• [Source material]:
---------------
PR #1438, opened 2026-03-18
Increased unit test coverage for OBJ plugin accelerated engine for Dell ObjectScale

jgoldsch12:
These tests require the cuobjclient library provided by CUDA 13.1 and a cufile.json configuration.

## What?
Adds unit test cases

## Why?
To increase unit test coverage and protect against regression

## Summary by CodeRabbit

* **Tests**
  * Expanded OBJ test suite with new vendor-accelerated RDMA scenarios, broader error-path and edge-case coverage, and a new shared test fixture and mocks for reuse.
  * Added a null-handling test for deregistration and improved parameterized instantiation to separate standard and vendor-specific cases.
  * Build config updated to include vendor-specific test unit conditionally when acceleration support is present.

*Note: No user-facing changes in this release.*


test/gtest/unit/obj/obj.cpp
```diff
@@ -759,4 +765,671 @@ TEST_F(objCrtTestFixture, MixedSizeThreshold) {
...
+    nixl_status_t status = objEngine_->registerMem(mem_desc, DRAM_SEG, metadata);
+    EXPECT_EQ(status, NIXL_ERR_NOT_SUPPORTED);
+    EXPECT_EQ(metadata, nullptr);
+
+    // Same check for VRAM_SEG
+    metadata = nullptr;
+    status = objEngine_->registerMem(mem_desc, VRAM_SEG, metadata);
+    EXPECT_EQ(status, NIXL_ERR_NOT_SUPPORTED);
+    EXPECT_EQ(metadata, nullptr);
+}
```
---------------
• [Problem to work on]: From the line containing "in this release.*" through the last line of the records above, reproduce every line exactly.

• [Reply]:
*Note: No user-facing changes in this release.*


test/gtest/unit/obj/obj.cpp
```diff
@@ -759,4 +765,671 @@ TEST_F(objCrtTestFixture, MixedSizeThreshold) {
...
+    nixl_status_t status = objEngine_->registerMem(mem_desc, DRAM_SEG, metadata);
+    EXPECT_EQ(status, NIXL_ERR_NOT_SUPPORTED);
+    EXPECT_EQ(metadata, nullptr);
+
+    // Same check for VRAM_SEG
+    metadata = nullptr;
+    status = objEngine_->registerMem(mem_desc, VRAM_SEG, metadata);
+    EXPECT_EQ(status, NIXL_ERR_NOT_SUPPORTED);
+    EXPECT_EQ(metadata, nullptr);
+}
```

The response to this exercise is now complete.